Let’s create a sample DataFrame and run a simple pivot. Copy the code and try it out in our PySpark Online Compiler!

from pyspark.sql import SparkSession

spark = SparkSession.builder \
        .appName("PySpark Pivot Example") \
        .getOrCreate()

data = [
    ("A", "East", 100),
    ("A", "West", 150),
    ("B", "East", 200),
    ("B", "West", 250),
    ("C", "East", 300),
    ("C", "West", 350)
]
columns = ["Product", "Region", "Sales"]

df = spark.createDataFrame(data, columns)
df.show()

Output:

+-------+------+-----+
|Product|Region|Sales|
+-------+------+-----+
|      A|  East|  100|
|      A|  West|  150|
|      B|  East|  200|
|      B|  West|  250|
|      C|  East|  300|
|      C|  West|  350|
+-------+------+-----+

Now pivot by Region, grouping by Product, aggregating sum(Sales):

pivot_df = df.groupBy("Product") \
             .pivot("Region") \
             .sum("Sales")

pivot_df.show()

Expected result:

+-------+----+----+
|Product|East|West|
+-------+----+----+
|      A| 100| 150|
|      B| 200| 250|
|      C| 300| 350|
+-------+----+----+

This matches the “wide” layout: each region becomes a column, and the values are the sum of sales.


Specifying Values List

If the pivot_column has many distinct values but you only want a subset, you can provide the values= parameter:

pivot_df2 = df.groupBy("Product") \
              .pivot("Region", ["East"]) \
              .sum("Sales")

pivot_df2.show()

This will only produce the “East” column (ignoring “West”). Useful to control output width.


Multiple Aggregations

You can also apply more complex aggregation(s) via .agg() after .pivot(). For example:

from pyspark.sql.functions import sum, avg

agg_df = df.groupBy("Product") \
           .pivot("Region") \
           .agg(
             sum("Sales").alias("total_sales"),
             avg("Sales").alias("avg_sales")
           )

agg_df.show()

This will produce two columns per region (e.g., East_total_sales, East_avg_sales, West_total_sales, West_avg_sales).

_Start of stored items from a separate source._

PR #1498, opened 2023-12-13
Refactor search index handling

caendesilva:


packages/framework/src/Framework/Actions/GeneratesDocumentationSearchIndex.php
```diff
@@ -48,7 +59,7 @@ protected function __construct()
     protected function run(): void
     {
         DocumentationPage::all()->each(function (DocumentationPage $page): void {
-            if (! in_array($page->identifier, Config::getArray('docs.exclude_from_search', []))) {
+            if (! in_array($page->identifier, array_merge(Config::getArray('docs.exclude_from_search', []), ['search']))) {
```
caendesilva, line 62: Could cause issues if the user wants to document their search page, maybe we tie it into the create_search_page config option? Because if they have a custom search page, they would want to disable that feature, and then this should also be disabled.

caendesilva: See 95dfaf14246d85b6de754a7618e5f1f968473c37

RELEASE_NOTES.md
```diff
@@ -10,16 +10,17 @@ This serves two purposes:
 2. At release time, you can move the Unreleased section changes into a new release version section.
 
 ### Added
-- for new features.
+- Add experimental `InMemoryPage::getOutputPath` overload support
 
 ### Changed
-- for changes in existing functionality.
+- Changed how the documentation search is generated, to be an `InMemoryPage` instead of a post-build task.
+- Updated the documentation article component to support existing `$document` instance.
```
caendesilva, line 17: May want to cherry pick this after further testing. We may also want to consider renaming the variable, but need to think about if that is a breaking change.

RELEASE_NOTES.md
```diff
@@ -10,16 +10,17 @@ This serves two purposes:
 2. At release time, you can move the Unreleased section changes into a new release version section.
 
 ### Added
-- for new features.
+- Add experimental `InMemoryPage::getOutputPath` overload support
```
caendesilva, line 13: Don't think we're using this any longer

caendesilva: Reverted in 0e757f656f56b57e1a24c5842fcdb8dccddf8b0c

RELEASE_NOTES.md
caendesilva: Since it's just a local variable inside a single Blade file I can't imagine it's very breaking, unless someone includes a child template within an extended version of our layout but (famous last words) I don't see why anyone would want to do that (and actually if they extend the template they would not get the change)

packages/framework/resources/views/components/docs/documentation-article.blade.php
```diff
@@ -1,5 +1,5 @@
 @php
-    $document = \Hyde\Framework\Features\Documentation\SemanticDocumentationArticle::make($page);
+    $document ??= \Hyde\Framework\Features\Documentation\SemanticDocumentationArticle::make($page);
```
caendesilva, line 2: Should be cherry picked, see above

RELEASE_NOTES.md
caendesilva: https://github.com/hydephp/develop/pull/1506

packages/framework/resources/views/components/docs/documentation-article.blade.php
caendesilva: Cherry picked in https://github.com/hydephp/develop/pull/1506

PR #1519, opened 2024-02-02
Make heading permalink hashes hidden when not hovered

caendesilva:
Should fix a bug where crawlers like Google Bot thinks this is a part of the heading, leading to it being visible in search results.

image

Adding `display: hidden` would likely solve this, but that breaks the transition. Using visibility modifiers should work the same, but retain the existing visual behaviour.

image


caendesilva:
Nope, this just breaks heading permalinks, and has no effect on Google indexing.

PR #1538, opened 2024-02-08
Refactor navigation internals to store navigation in the kernel

caendesilva:


caendesilva:
This breaks due to NavItem constructor forcing routes to strings which makes the links resolve too early. We can't evaluate dynamic links until individual page compile time.

packages/framework/src/Foundation/Concerns/ManagesHydeKernel.php
```diff
@@ -71,6 +72,13 @@ public function getMediaOutputDirectory(): string
         return ltrim($this->getMediaDirectory(), '_');
     }
 
+    public function navigation(): NavigationMenu
+    {
+        $this->needsToBeBooted();
```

Use-Cases & Best Practices

When to use pivot?

  • When you need to create cross-tabulations (e.g., totals by category across groups).
  • When you want wide-format output for reporting or downstream tools.

Things to watch out for:

  • If the pivot column has many distinct values, the resulting DataFrame becomes very wide, which may cause memory or performance issues.
  • Providing values= list helps avoid unwanted wide output.
  • Null values: If there is no data for a particular pivot value+grouping, you’ll see null in that column. Handle accordingly (e.g., .fillna(0)).
  • Pivot causes shuffling of data; ensure proper partitioning / resource planning when handling large datasets.